Le deuxième sujet, la transformation, concerne essentiellement les installations d'Arak et de Fordow. Le réacteur à eau lourde d'Arak est potentiellement dangereux, car il peut produire du plutonium en grande quantité. Il nous fallait trouver une méthode pour que ce réacteur continue à exister, mais qu'il n'utilise plus une technologie à eau lourde. Plusieurs idées ont été avancées et une solution devrait être trouvée.

Le problème posé par l'usine souterraine de Fordow est de tout autre nature. Enfouie très profondément dans le sol, elle est protégée contre d'éventuelles frappes. Nous devons nous assurer que les Iraniens n'y mènent pas de travaux de recherche et développement innovants et dangereux, et qu'ils n'y abritent pas de centrifugeuses.
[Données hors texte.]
PR #3541, opened 2023-07-05
Prevent threads code from making identical simultaneous API hits

t3chguy:
Fixes https://github.com/vector-im/element-web/issues/25395

Currently the `fetchRootEvent` method would get called for each emit of `Room.Timeline` which meant if a thread was found with 10 events, we'd call `/event/` 10 times. A lot of our tests seem to expect the `/event/` API being hammered which should have been a red flag much much earlier. This change doesn't fix all the issues with the Thread model (https://github.com/matrix-org/matrix-js-sdk/pull/3542 aims to do that) but helps avoid calling the init code paths multiple times (especially at the same time). The only time the init code path will be re-called is if the last event was redacted just to simplify the change. Perfect is the enemy of freaking hugely better.

---

## ✨ Features
 * Prevent threads code from making identical simultaneous API hits ([\#3541](https://github.com/matrix-org/matrix-js-sdk/pull/3541)). Fixes vector-im/element-web#25395.

### DIFF
--- a/src/models/thread.ts
+++ b/src/models/thread.ts
@@ -362,7 +362,7 @@ export class Thread extends ReadReceipt<ThreadEmittedEvents, ThreadEventHandlerM
             return;
         }
 
-        if (event.isRelation(THREAD_RELATION_TYPE.name)) {
+        if (event.getId() !== this.id && event.isRelation(THREAD_RELATION_TYPE.name)) {
             this.replyCount++;
         }
 
--- a/src/models/thread.ts
+++ b/src/models/thread.ts
@@ -362,9 +362,7 @@ export class Thread extends ReadReceipt<ThreadEmittedEvents, ThreadEventHandlerM
             return;
         }
 
-        // If no thread support exists we want to count all thread relation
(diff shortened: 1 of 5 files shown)


src/models/thread.ts
```diff
@@ -197,6 +198,10 @@ export class Thread extends ReadReceipt<ThreadEmittedEvents, ThreadEventHandlerM
             this._currentUserParticipated = false;
             this.emit(ThreadEvent.Delete, this);
         } else {
+            if (this.lastEvent?.getId() === event.getAssociatedId()) {
+                // XXX: If our last event got redacted we query the server for the last event once again
+                this.processRootEventPromise = undefined;
```
robintown, line 203: Are there any adverse effects that could occur if the new root event promise, racing with the previous one, completes before the previous one?

robintown (commented):
One question, though it's something I would have had about the old code too

src/models/thread.ts
t3chguy: Good point, I doubt it, but awaiting before resetting wouldn't hurt

PR #3546, opened 2023-07-06
ElementR: Add `checkOwnCrossSigningTrust` to `CryptoApi`

florianduros:
## Checklist

Content of the PR

- Add `checkOwnCrossSigningTrust` impl to rust-crypto
- Deprecated `MatrixClient.checkOwnCrossSigningTrust`
- The (unreadable) changes in `crypto.spec.ts` are documentation and function sharing. At one exception: the test `checkOwnCrossSigningTrust` is added
- Move `bootstrapSecretStorage` and `checkOwnCrossSigningTrust` into the same test suite to share utility functions

---

## ✨ Features
 * ElementR: Add `checkOwnCrossSigningTrust` to `CryptoApi` ([\#3546](https://github.com/matrix-org/matrix-js-sdk/pull/3546)). Contributed by @florianduros.


germain-gg (approved):
Looks great, thank you!

src/rust-crypto/rust-crypto.ts
```diff
@@ -640,6 +642,43 @@ export class RustCrypto extends TypedEventEmitter<RustCryptoEvents, RustCryptoEv
...
+        );
+
+        // Verify the device and upload the cross signing signatures
+        const request: RustSdkCryptoJs.SignatureUploadRequest = await device.verify();
+        await this.http.authedRequest(
+            Method.Post,
+            "/_matrix/client/v3/keys/signatures/upload",
+            undefined,
+            request.body,
+        );
```
richvdh, line 679: surely this should be documented in the doc-comment in cryptoApi?

src/crypto-api.ts
```diff
@@ -490,5 +501,15 @@ export interface GeneratedSecretStorageKey {
     encodedPrivateKey?: string;
 }
 
+/**
+ * Options object for {@link CryptoApi#checkOwnCrossSigningTrust}.
+ */
+export interface CheckOwnCrossSigningTrustOpts {
+    /**
+     * If true, will fetch the private cross signing keys from the secret storage
+     */
```
richvdh, line 510: what happens if it is false?

src/rust-crypto/rust-crypto.ts
```diff
@@ -640,6 +642,43 @@ export class RustCrypto extends TypedEventEmitter<RustCryptoEvents, RustCryptoEv
...
+     * Implementation of {@link CryptoApi#checkOwnCrossSigningTrust}
+     */
+    public async checkOwnCrossSigningTrust({ allowPrivateKeyRequests }: CheckOwnCrossSigningTrustOpts): Promise<void> {
+        // Download the device keys and add them into the olm machine
+        const queryResult = await this.downloadDeviceList(new Set([this.userId]));
+        await this.olmMachine.markRequestAsSent(
+            uuidv4(),
+            RustSdkCryptoJs.RequestType.KeysQuery,
+            JSON.stringify(queryResult),
+        );
```
richvdh, line 655: why is this necessary? making up a request id and telling the rust layer that we have sent that made-up request ID seems like an odd thing to do.

src/crypto-api.ts
```diff
@@ -229,6 +229,17 @@ export interface CryptoApi {
      */
     createRecoveryKeyFromPassphrase(password?: string): Promise<GeneratedSecretStorageKey>;
 
+    /**
+     * Check the cross signing trust of the current user
```
richvdh, line 233: > Check the cross signing trust of the current user

what happens if the check fails?

richvdh (changes requested):
I has questions

src/crypto-api.ts
florianduros: The cross signing keys are not imported

src/rust-crypto/rust-crypto.ts
florianduros: In the doc-comment: `Verify the current device`. We should also tell that we are uploading the device signatures ?

src/crypto-api.ts
florianduros: Depends when the failure occurs; the device will not be verified (the device signatures will not be uploaded), the cross signing keys or the device keys will no be imported

src/rust-crypto/rust-crypto.ts
richvdh: I would have thought so. "Verify" is quite different to "sign and upload".

src/crypto-api.ts
richvdh: ok, please could you make this explicit in the comment.

src/rust-crypto/rust-crypto.ts
richvdh: well, first of all, doesn't the OlmMachine download the device keys automatically?

src/crypto-api.ts
richvdh: please put this in the documentation

richvdh: (will an exception be thrown if the check fails?)

src/rust-crypto/rust-crypto.ts
florianduros: Oh, you mean that I don't need the download the device list manually ? It's already done by the olm machine ?

florianduros:
Abandoned: see https://github.com/vector-im/element-web/issues/25648

PR #3549, opened 2023-07-06
Don't allow Olm unwedging rate-limiting to race

uhoreg:
Previously, we only marked the time that we re-created an Olm session after the session was created.  So if we try to unwedge while we're in the middle of unwedging, it won't be rate-limited, and we end up creating multiple new sessions.  This patch sets up rate limiting before any `await`s, with a delay of 5 minutes, so it doesn't race any more.

Fixes https://github.com/vector-im/element-web/issues/25716

No tests yet because I'm not sure how to test this.  Suggestions welcome.

## Checklist

---

## 🐛 Bug Fixes
 * Don't allow Olm unwedging rate-limiting to race ([\#3549](https://github.com/matrix-org/matrix-js-sdk/pull/3549)). Fixes vector-im/element-web#25716.

### DIFF
--- a/src/crypto/index.ts
+++ b/src/crypto/index.ts
@@ -130,7 +130,12 @@ export function isCryptoAvailable(): boolean {
     return Boolean(global.Olm);
 }
 
+// minimum time between attempting to unwedge an Olm session, if we succeeded
+// in creating a new session
 const MIN_FORCE_SESSION_INTERVAL_MS = 60 * 60 * 1000;
+// minimum time between attempting to unwedge an Olm session, if we failed
+// to create a new session
+const FORCE_SESSION_RETRY_INTERVAL_MS = 5 * 60 * 1000;
 
 interface IInitOpts {
     exportedOlmDevice?: IExportedDevice;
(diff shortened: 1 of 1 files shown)


src/crypto/index.ts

Des pistes ont été esquissées sur ce point, mais nous ne disposons pas encore d'un paragraphe rédigé et prêt à être signé.

Le troisième sujet, la vérification, est le plus compliqué : la condition sine qua non d'un accord est que l'AIEA ait la possibilité de vérifier tout et partout, y compris de manière inopinée, mais elle est très difficile à admettre pour les Iraniens. Selon les vérifications effectuées par l'AIEA, les Iraniens ont respecté les engagements qu'ils avaient pris il y a un an : ils n'ont pas mis à profit la période de l'accord intérimaire, entre novembre 2013 et novembre 2014, pour développer des activités contraires à ces engagements.
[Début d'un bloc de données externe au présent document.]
PR #3550, opened 2023-07-06
Replace deprecated TestClient with fetchMock

BillCarsonFr:
Replace use of deprecated TestClient and use  fetchMock 

Fixes https://github.com/vector-im/crypto-internal/issues/103

## Checklist

---

### DIFF
--- a/spec/integ/crypto/megolm-backup.spec.ts
+++ b/spec/integ/crypto/megolm-backup.spec.ts
@@ -14,16 +14,24 @@ See the License for the specific language governing permissions and
 limitations under the License.
 */
 
-import { Account } from "@matrix-org/olm";
+import fetchMock from "fetch-mock-jest";
+import "fake-indexeddb/auto";
 
 import { logger } from "../../../src/logger";
 import { decodeRecoveryKey } from "../../../src/crypto/recoverykey";
 import { IKeyBackupInfo, IKeyBackupSession } from "../../../src/crypto/keybackup";
-import { TestClient } from "../../TestClient";
-import { IEvent } from "../../../src";
+import { createClient, ICreateClientOpts, IEvent, MatrixClient } from "../../../src";
 import { MatrixEvent, MatrixEventEvent } from "../../../src/models/event";
+import { SyncResponder } from "../../test-utils/SyncResponder";
+import { E2EKeyReceiver } from "../../test-utils/E2EKeyReceiver";
+import { E2EKeyResponder } from "../../test-utils/E2EKeyResponder";
+import { mockInitialApiRequests } from "../../test-utils/mockEndpoints";
+import { syncPromise } from "../../test-utils/test-utils";
 
 const ROOM_ID = "!ROOM:ID";
+
+/** The homeserver url that we give to the test client, and where we intercept /sync, /keys, etc requests. */
+const TEST_HOMESERVER_URL = "https://alice-server.com";
 
 const SESSION_ID = "o+21hSjP+mgEmcfdslPsQdvzWnkdt0Wyo00Kp++R8Kc";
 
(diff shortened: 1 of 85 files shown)


src/crypto/backup.ts
```diff
@@ -118,10 +118,16 @@ export class BackupManager {
     public checkedForBackup: boolean; // Have we checked the server for a backup we can use?
     private sendingBackups: boolean; // Are we currently sending backups?
     private sessionLastCheckAttemptedTime: Record<string, number> = {}; // When did we last try to check the server for a given session id?
+    private clientRunning: boolean;
```
t3chguy, line 121: The changes in this file do not match the PR title

src/crypto/index.ts
```diff
@@ -1832,6 +1832,7 @@ export class Crypto extends TypedEventEmitter<CryptoEvent, CryptoEventHandlerMap
         this.outgoingRoomKeyRequestManager.stop();
         this.deviceList.stop();
         this.dehydrationManager.stop();
+        this.backupManager.stop();
```
t3chguy, line 1835: The changes in this file do not match the PR title

src/crypto/backup.ts
BillCarsonFr: The test was failing, because something was attempting to log after the test end. It appeared that the backup manager is not shutdown when the client is stopped. So this was added to make the test work.

richvdh: I think these changes are required to get the tests to exit correctly. That said, ideally they could be a separate PR (or at least a separate commit).

src/crypto/backup.ts
```diff
@@ -118,10 +118,16 @@ export class BackupManager {
...
 
     public constructor(private readonly baseApis: MatrixClient, public readonly getKey: GetKey) {
         this.checkedForBackup = false;
         this.sendingBackups = false;
+        this.clientRunning = true;
+    }
+
+    public stop(): void {
+        this.clientRunning = false;
     }
```
richvdh, line 131: needs a doc-comment please. What does this do?

src/crypto/backup.ts
t3chguy: Its a functional change which should be in the changelo

src/crypto/backup.ts
```diff
@@ -439,6 +445,11 @@ export class BackupManager {
             // the same time when a new key is sent
             const delay = Math.random() * maxDelay;
             await sleep(delay);
+            if (!this.clientRunning) {
+                logger.debug("Key backup send aborted, client stopped");
+                this.sendingBackups = false;
```
richvdh, line 450: doesn't the `finally` block take care of this?

src/crypto/backup.ts
richvdh: yeah. Which I think points towards making it a separate PR with a `T-Enhancement` label.

spec/integ/crypto/megolm-backup.spec.ts
```diff
@@ -70,101 +78,133 @@ const CURVE25519_BACKUP_INFO: IKeyBackupInfo = {
...
+            ...opts,
+        });
+        await client.initCrypto();
+
+        return client;
+    }
+
+    it("Alice checks key backups when receiving a message she can't decrypt", async function () {
+        fetchMock.get("express:/_matrix/client/v3/room_keys/keys/:room_id/:session_id", CURVE25519_KEY_BACKUP_DATA);
+        fetchMock.post("express:/_matrix/client/r0/keys/upload", {
```
richvdh, line 166: no need for this to be an `express:` matcher, since there are no path params

spec/integ/crypto/megolm-backup.spec.ts
```diff
@@ -70,101 +78,133 @@ const CURVE25519_BACKUP_INFO: IKeyBackupInfo = {
...
+        fetchMock.put("express:/_matrix/client/r0/sendToDevice/m.room_key_request/:txid", {});
+
+        fetchMock.get("express:/_matrix/client/v3/room_keys/version", CURVE25519_BACKUP_INFO);
+
+        aliceClient = await initTestClient();
+
+        // we need the backup to be trusted for the test to work
+        const backupDataToSign = JSON.parse(JSON.stringify(CURVE25519_BACKUP_INFO));
+
+        await aliceClient.crypto!.signObject(backupDataToSign.auth_data);
```
richvdh, line 182: I feel like we should find out why this is needed when it wasn't before.

spec/integ/crypto/megolm-backup.spec.ts
```diff
@@ -70,101 +78,133 @@ const CURVE25519_BACKUP_INFO: IKeyBackupInfo = {
...
 
 describe("megolm key backups", function () {
-    if (!global.Olm) {
-        logger.warn("not running megolm tests: Olm not present");
-        return;
-    }
-    const Olm = global.Olm;
-    let testOlmAccount: Olm.Account;
-    let aliceTestClient: TestClient;
+    const syncResponse = {
```
richvdh, line 104: I feel like this still belongs inside the `it(...)`, not the `describe(...)`.

(also, it would make the diff much easier to read...)

spec/integ/crypto/megolm-backup.spec.ts
```diff
@@ -70,101 +78,133 @@ const CURVE25519_BACKUP_INFO: IKeyBackupInfo = {
     version: "1",
     auth_data: {
         public_key: "hSDwCYkwp1R0i33ctD73Wg2/Og0mOBr066SpjqqbTmo",
+        // Will be updated with correct value on the fly
+        signatures: {
+            "@alice:localhost": {
+                "ed25519:BGVSTTXKZB":
+                    "RNUIJIcDrsyvKV4MReMzllZ6yx05803tR0/tdO8poS62wUsVNOgxglC2VPwGSxji/hxv7c7D8FTuQ3uQWcR1DQ",
+            },
+        },
```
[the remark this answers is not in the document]
BillCarsonFr: if there is no signatures field the backup is dimmed invalid. We could though only add signatures: {}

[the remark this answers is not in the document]
richvdh: is it not also considered invalid if it has an invalid signature?

Just wondering why an invalid signature or `signatures: {}` is better than nothing at all

spec/integ/crypto/megolm-backup.spec.ts
BillCarsonFr: The legacy test was forcing:
> aliceTestClient!.client.crypto!.backupManager.backupInfo = CURVE25519_BACKUP_INFO;

This was by-passing the checkAndStart() that is supposed to download and check (and would fail with the incomplete test data). `backupInfo` is only set if the backup is trusted

src/crypto/index.ts
BillCarsonFr: https://github.com/matrix-org/matrix-js-sdk/pull/3553

spec/integ/crypto/megolm-backup.spec.ts
```diff
@@ -14,17 +14,25 @@ See the License for the specific language governing permissions and
 limitations under the License.
 */
 
-import { Account } from "@matrix-org/olm";
+import fetchMock from "fetch-mock-jest";
+import "fake-indexeddb/auto";
```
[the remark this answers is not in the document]
BillCarsonFr: yes removed

spec/integ/crypto/megolm-backup.spec.ts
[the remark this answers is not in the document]
BillCarsonFr: it's in the code:
```
   if (!backupInfo || !backupInfo.algorithm || !backupInfo.auth_data || !backupInfo.auth_data.signatures) {
            logger.info("Key backup is absent or missing required data");
            return ret;
        }
```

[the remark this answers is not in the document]
BillCarsonFr: The checkAndStart is done when client is initiated, so before fetchmock can add a proper response. 
I create a correct backup then call again checkAndStart() in the code

spec/integ/crypto/megolm-backup.spec.ts
BillCarsonFr: done

spec/integ/crypto/megolm-backup.spec.ts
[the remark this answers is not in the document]
richvdh: > it's in the code:
> 
> ```
>    if (!backupInfo || !backupInfo.algorithm || !backupInfo.auth_data || !backupInfo.auth_data.signatures) {
>             logger.info("Key backup is absent or missing required data");
>             return ret;
>         }
> ```

for the record, this code is in `BackupManager.isKeyBackupTrusted`: https://github.com/matrix-org/matrix-js-sdk/blob/ef003ef337cc7540382561d07637c2efe77e4d3d/src/crypto/backup.ts#L333-L336.

I'm afraid I still don't understand. `isKeyBackupTrusted` returns `{ usable: false,  trusted_locally: false, sigs: [] }` if there is no `signatures` property on the backup data it receives. As far as I can tell, it returns exactly the same thing if `signatures` is empty.

So I ask again: why do we need a `signatures` property here?

spec/integ/crypto/megolm-backup.spec.ts
```diff
@@ -134,37 +149,42 @@ describe("megolm key backups", function () {
...
-                });
-            })
-            .then((event) => {
-                expect(event.getContent()).toEqual("testytest");
+        fetchMock.get("express:/_matrix/client/v3/room_keys/keys/:room_id/:session_id", CURVE25519_KEY_BACKUP_DATA);
+
+        // mock for the outgoing key requests that will be sent
+        fetchMock.put("express:/_matrix/client/r0/sendToDevice/m.room_key_request/:txid", {});
+
+        fetchMock.get("express:/_matrix/client/v3/room_keys/version", CURVE25519_BACKUP_INFO);
```
richvdh, line 157:
```suggestion
        fetchMock.get("/_matrix/client/v3/room_keys/version", CURVE25519_BACKUP_INFO);
```

spec/integ/crypto/megolm-backup.spec.ts
```diff
@@ -134,37 +149,42 @@ describe("megolm key backups", function () {
...
+
+        aliceClient = await initTestClient();
+
+        // we need the backup to be trusted for the test to work
+        const backupDataToSign = JSON.parse(JSON.stringify(CURVE25519_BACKUP_INFO));
+
+        await aliceClient.crypto!.signObject(backupDataToSign.auth_data);
+        fetchMock.get("express:/_matrix/client/v3/room_keys/version", backupDataToSign, {
+            overwriteRoutes: true,
+        });
```
richvdh, line 167: if you move backupDataToSign earlier, there is no need to redo the mock:

```suggestion
        // take a copy of the backup data; we will sign it once we start the client
        const backupData = JSON.parse(JSON.stringify(CURVE25519_BACKUP_INFO));
        fetchMock.get("/_matrix/client/v3/room_keys/version", backupData);

        aliceClient = await initTestClient();

        // we need the backup to be trusted for the test to work
        await aliceClient.crypto!.signObject(backupData.auth_data);
```

spec/integ/crypto/megolm-backup.spec.ts
```diff
@@ -134,37 +149,42 @@ describe("megolm key backups", function () {
...
-            .then(() => {
-                return createOlmSession(testOlmAccount, aliceTestClient);
-            })
-            .then(() => {
-                const privkey = decodeRecoveryKey(RECOVERY_KEY);
-                return aliceTestClient!.client!.crypto!.storeSessionBackupPrivateKey(privkey);
-            })
-            .then(() => {
-                aliceTestClient!.httpBackend.when("GET", "/sync").respond(200, syncResponse);
-                aliceTestClient!.expectKeyBackupQuery(ROOM_ID, SESSION_ID, 200, CURVE25519_KEY_BACKUP_DATA);
```
richvdh, line 148: it would be nice to rip out the now-unused `TestClient.expectKeyBackupQuery`, but maybe that's a job for another day

spec/integ/crypto/megolm-backup.spec.ts
BillCarsonFr: I am surprise that we can sign before calling init crypto on the client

La question de notre capacité de vérification est très étroitement liée à celle des sanctions. Les Iraniens souhaiteraient que nous levions immédiatement toutes les sanctions – tant celles du Conseil de sécurité de l'ONU, qui visent à empêcher l'Iran de développer un programme nucléaire militaire, que celles des États-Unis et de l'Union européenne, qui ont un caractère essentiellement économique – dès lors qu'un accord serait conclu. En revanche, du point de vue des « 5+1 », il faut que les contrôles soient périodiques et que les sanctions puissent être rétablies immédiatement dans le cas où l'Iran ne respecterait pas l'accord.
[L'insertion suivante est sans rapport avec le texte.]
PR #3551, opened 2023-07-06
Fix linting errors caused by the old crypto SDK

daniel-abramov:
See https://github.com/vector-im/element-call/pull/1173#issuecomment-1621306979 for more details

---


robintown (approved):

robintown:
About the test failures: I think I remember Rich saying that he recently removed support for Node 16, which is exactly what this is failing on. So maybe we need to merge develop -> livekit?

daniel-abramov:
> About the test failures: I think I remember Rich saying that he recently removed support for Node 16 due to Rust crypto changes, which is exactly what this is failing on. So maybe we need to merge develop -> livekit?

Done.

PR #3553, opened 2023-07-06
add stop() api to BackupManager for clean shutdown

BillCarsonFr:
When the client is stopped the background upload of keys to backup is not shutdown.
Added a new stop() api that is called by crypto (similar to outgoingRoomKeyRequestManager , deviceList ..)

## Checklist

---

## ✨ Features
 * add stop() api to BackupManager for clean shutdown ([\#3553](https://github.com/matrix-org/matrix-js-sdk/pull/3553)).


t3chguy (approved):
Looks sane

Issue #2903, opened 2022-11-22
Need clarity on the browser vs non-browser version relationship


NathanC:
I'm setting up a Vite + React +  `matrix-js-sdk` project (but not using the `matrix-react-sdk`), and I'm trying to understand how this project is laid out.

To get things to work initially, I had to install the npm [events package](https://github.com/browserify/events). I loaded Olm using wasm. Then I tried to use the sdk, and had a lot of issues with it referencing a global object that did not exist, so I do this before loading the sdk:

```
global = {
     window: window,
     fetch: fetch.bind(window),
     Olm: window.Olm,
     localStorage: window.localStorage
};
```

Enfin, les restrictions imposées à l'Iran, notamment les mesures supplémentaires pour vérifier l'absence de tout programme militaire, ne s'appliqueront pas de manière perpétuelle. Comme les résolutions du Conseil de sécurité l'indiquent, bien que cela soit souvent oublié, une fois la confiance rétablie, le programme iranien sera traité comme le programme de n'importe quel autre Etat signataire du TNP. Au-delà de la durée de l'accord sur l'enrichissement, qui doit être longue, les Iraniens seraient libres de tout engagement. Ils deviendraient alors, dans la terminologie de l'AIEA, un État « de routine». Pour sa part, l'Iran se dit prêt à respecter cette condition pendant une durée qui reste à déterminer, à condition que l'on considère que, passé ce délai, il sera un État digne de confiance et qu'il sera, à ce moment-là, soumis aux obligations fixées dans les traités généraux, qu'il s'engage à signer entre-temps. La question qui se pose est donc la suivante : à partir de quel moment l'Iran pourrait-il être considéré comme un État « normal » ? À ce stade, elle n'est pas réglée.